-- Opening Marker --
PR #691, opened 2023-11-08
add minol-zenner vendor and edc module definitions

ant2alex:
#### Summary
this adds the minola-zenner vendor folder and a first version of the edc communications module with a fitting decoder.

#### Changes
- minola-zenner vendor added
- edc communication module profile and decoder added

#### Notes for Reviewers
- make validate ran only when removing "vendor/example" folder temporarily due to a failure in the image checking utility

### DIFF
--- a/vendor/minol-zenner/edc-communication-module-profile.yaml
+++ b/vendor/minol-zenner/edc-communication-module-profile.yaml
@@ -1,7 +1,7 @@
 # Vendor profile ID, can be freely issued by the vendor
 # This vendor profile ID is also used on the QR code for LoRaWAN devices, see
 # https://lora-alliance.org/sites/default/files/2020-10/LoRa_Alliance_Vendor_ID_for_QR_Code.pdf
-vendorProfileID: 474
+vendorProfileID: 1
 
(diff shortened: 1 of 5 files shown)


vendor/minol-zenner/edc-communication-module-profile.yaml
```diff
@@ -0,0 +1,21 @@
+# Vendor profile ID, can be freely issued by the vendor
+# This vendor profile ID is also used on the QR code for LoRaWAN devices, see
+# https://lora-alliance.org/sites/default/files/2020-10/LoRa_Alliance_Vendor_ID_for_QR_Code.pdf
+vendorProfileID: 474
```
LDannijs, line 4: I want to quickly notify you on changing this. The vendorProfileID is different from the VendorID. This vendorProfileID should be an incremental value, used for identifying devices within a vendor. So change it to something along the lines of 1, 101, etc.

I shall have that text changed to better reflect what it's supposed to be.

ant2alex: Thanks for the clarification. I changed the vendorProfileId to 1

LDannijs (commented):
The files look good to me, but I do not have "approval" status, only @Jaime-Trinidad can do that. I will let him know.

Jaime-Trinidad (approved):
-- Closing Marker --
**TO DO:**
Give back, verbatim, the lines from the top of the entries above through the line containing "I shall have".

**TASK RESULT:**
PR #691, opened 2023-11-08
add minol-zenner vendor and edc module definitions

ant2alex:
#### Summary
this adds the minola-zenner vendor folder and a first version of the edc communications module with a fitting decoder.

#### Changes
- minola-zenner vendor added
- edc communication module profile and decoder added

#### Notes for Reviewers
- make validate ran only when removing "vendor/example" folder temporarily due to a failure in the image checking utility

### DIFF
--- a/vendor/minol-zenner/edc-communication-module-profile.yaml
+++ b/vendor/minol-zenner/edc-communication-module-profile.yaml
@@ -1,7 +1,7 @@
 # Vendor profile ID, can be freely issued by the vendor
 # This vendor profile ID is also used on the QR code for LoRaWAN devices, see
 # https://lora-alliance.org/sites/default/files/2020-10/LoRa_Alliance_Vendor_ID_for_QR_Code.pdf
-vendorProfileID: 474
+vendorProfileID: 1
 
(diff shortened: 1 of 5 files shown)


vendor/minol-zenner/edc-communication-module-profile.yaml
```diff
@@ -0,0 +1,21 @@
+# Vendor profile ID, can be freely issued by the vendor
+# This vendor profile ID is also used on the QR code for LoRaWAN devices, see
+# https://lora-alliance.org/sites/default/files/2020-10/LoRa_Alliance_Vendor_ID_for_QR_Code.pdf
+vendorProfileID: 474
```
LDannijs, line 4: I want to quickly notify you on changing this. The vendorProfileID is different from the VendorID. This vendorProfileID should be an incremental value, used for identifying devices within a vendor. So change it to something along the lines of 1, 101, etc.

I shall have that text changed to better reflect what it's supposed to be.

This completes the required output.